Las entradas para las 11 representaciones en la Ópera Bastilla están agotadas desde hace días

París alcanzará esta noche el momento culminante de su año mozartiano con el estreno en la Ópera de la Bastilla de la puesta en escena de Bob Wilson de La flauta mágica. Por supuesto, siempre y cuando lo permita el fantasma que habita el controvertido edificio construido por François Mitterrand. Los felices poseedores de las cotizadísimas entradas para las 11 representaciones de La flauta mágica no están a salvo de las huelgas y los accidentes que desde su apertura, en 1989, alteran el curso normal de las actividades de la Ópera Bastilla.

Unas 12.000 personas, según el servicio de prensa de la Ópera Bastilla, no podrán contemplar la versión del norteamericano Wilson de la última ópera escrita por Mozart, y ello pese a haber expresado a tiempo su deseo mediante carta, llamada telefónica o presentación en las taquillas. El lleno está garantizado desde hoy y hasta el 19 de julio.Muchos elementos se conjugan para hacer de este espectáculo el más atractivo de todos los que París ha consagrado a Mozart en su bicentenario. Mozart compuso La flauta mágica en 1791, dos meses antes de su muerte. Desde entonces no ha habido director de orquesta o realizador teatral que no haya intentado dar su propia respuesta al misterio de por qué el testamento artístico de Mozart consiste en un cuento de hadas.

Para Bob Wilson el secreto de esta insólita pieza del repertorio lírico mundial es su "total artificio en estado puro". "La flauta mágica", dice el autor y director teatral norteamericano, "no tiene nada de naturalista". Por eso su puesta en escena debe ser "tan ligera como imaginativa".

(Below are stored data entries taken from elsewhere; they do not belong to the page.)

PR #1074, opened 2018-01-30
4212: ADMS validation step

claudiu-cristea:


composer.json
```diff
@@ -43,7 +43,7 @@
         "drupal/piwik": "~1.0",
         "drupal/piwik_reporting_api": "^1.0-beta2",
         "drupal/r4032login": "dev-1.x#391f10d69b9b8c466a2fddac2a6b99f1289e7781",
-        "drupal/rdf_entity": "dev-8.x-1.x",
+        "drupal/rdf_entity": "dev-graph-store-trait",
```
idimopoulos: I do not see a PR on the upstream repo or any ticket related to that branch. How are we going to keep that here?

web/modules/custom/adms_validator/src/AdmsValidationResult.php
```diff
@@ -0,0 +1,145 @@
...
+  /**
+   * Fix rules 100, 101, 102, 103.
+   *
+   * @param string $graph_uri
+   *   The graph URI.
+   * @param \Drupal\rdf_entity\Database\Driver\sparql\Connection $sparql
+   *   The SPARQL endpoint.
+   *
+   * @todo Remove this hack in ISAICP-4296.
+   * @see https://webgate.ec.europa.eu/CITnet/jira/browse/ISAICP-4296
```
idimopoulos: I see the upstream issue included in this ticket is closed. What is the outcome of this?

web/modules/custom/rdf_etl/tests/src/Kernel/AdmsValidationStepTest.php
```diff
@@ -0,0 +1,106 @@
...
+   * @dataProvider providerTestAdmsValidationStepPlugin
+   */
+  public function testAdmsValidationStepPlugin(string $rdf_file, bool $valid): void {
+    /** @var \Drupal\rdf_etl\Plugin\EtlProcessStepManager $manager */
+    $manager = \Drupal::service('plugin.manager.etl_process_step');
+    $data = ['sink_graph' => static::TEST_GRAPH];
+    $plugin = $manager->createInstance('adms_validation', $data);
+
+    $graph = new Graph();
+    $graph->parseFile(__DIR__ . "/../../fixtures/$rdf_file");
```
idimopoulos: Let's let drupal handle the path. We can use
```
$filepath = drupal_get_path('module', 'rdf_etl') . "/tests/fixtures/{$rdf_file}";
$graph->parseFile($filepath);
```
instead.

web/modules/custom/rdf_etl/tests/src/Kernel/AdmsValidationStepTest.php
```diff
@@ -0,0 +1,106 @@
...
+    $this->createGraphStore()->replace($graph, static::TEST_GRAPH);
+
+    // Execute the validation step.
+    $plugin->execute($data);
+
+    if ($valid) {
```
idimopoulos: Please, change this to $expected_valid;

composer.json
claudiu-cristea: Yepp, I forgot to add the PR. Here it is: https://github.com/ec-europa/rdf_entity/pull/22

web/modules/custom/adms_validator/src/AdmsValidationResult.php
claudiu-cristea: The upstream issue was opened based on a false assumption, so I closed that issue. Now, we moved this problem in ISAICP-4296 and this issue is no more blocked on ISAICP-4296 (because of this hack). So the QA of ISAICP-4296 and its upstream issue is not anymore in the scope of this QA.

web/modules/custom/rdf_etl/tests/src/Kernel/AdmsValidationStepTest.php
claudiu-cristea: When you are referring a file within the same extension (module, theme, profile) you should use the path relative to `__DIR__` instead of `drupal_get_path()`. Learn here why https://www.drupal.org/project/drupal/issues/2351919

Wilson asegura que no ha incluido un solo elemento que sea "puramente decorativo". Todos expresan un "sentimiento". En cuanto a la luz, tan importante para Wilson porque separa los objetos entre sí y delimita los espacios del tiempo, intentará contribuir a "la difícil claridad y simplicidad" de la llamada "obra masónica" de Mozart. Wilson, responsable de un centenar de espectáculos de teatro, ópera y danza, está considerado como uno de los talentos artísticos más originales de hoy.

El ministro de Cultura, Jack Lang; el director de las Óperas de París, Pierre Bergé, la perfumista Helene Rochas y el diseñador de moda Saint-Laurent son algunos de sus mecenas en París. El aprecio por Bob Wilson arranca de 1971, cuando el poeta Louis Aragon exclamó al término de una representación de Mirada de un sordo: "Nunca he visto una cosa más bella". Se trataba de un espectáculo mudo compuesto por cuadros escalofriantes por su belleza y su intención.

Desde entonces Wilson, este hombre altísimo ha cosechado éxitos sonoros en Nancy, Aviñón, París, Lyon y también en Alemania. En la Ópera Bastilla el tenor sueco Gosta Winberg y el inglés David Rendall interpretarán a Tamino; la soprano polaca Ewa Malas-Godlewsca y la italiana Luciana Serra encarnarán la Reina de la Noche.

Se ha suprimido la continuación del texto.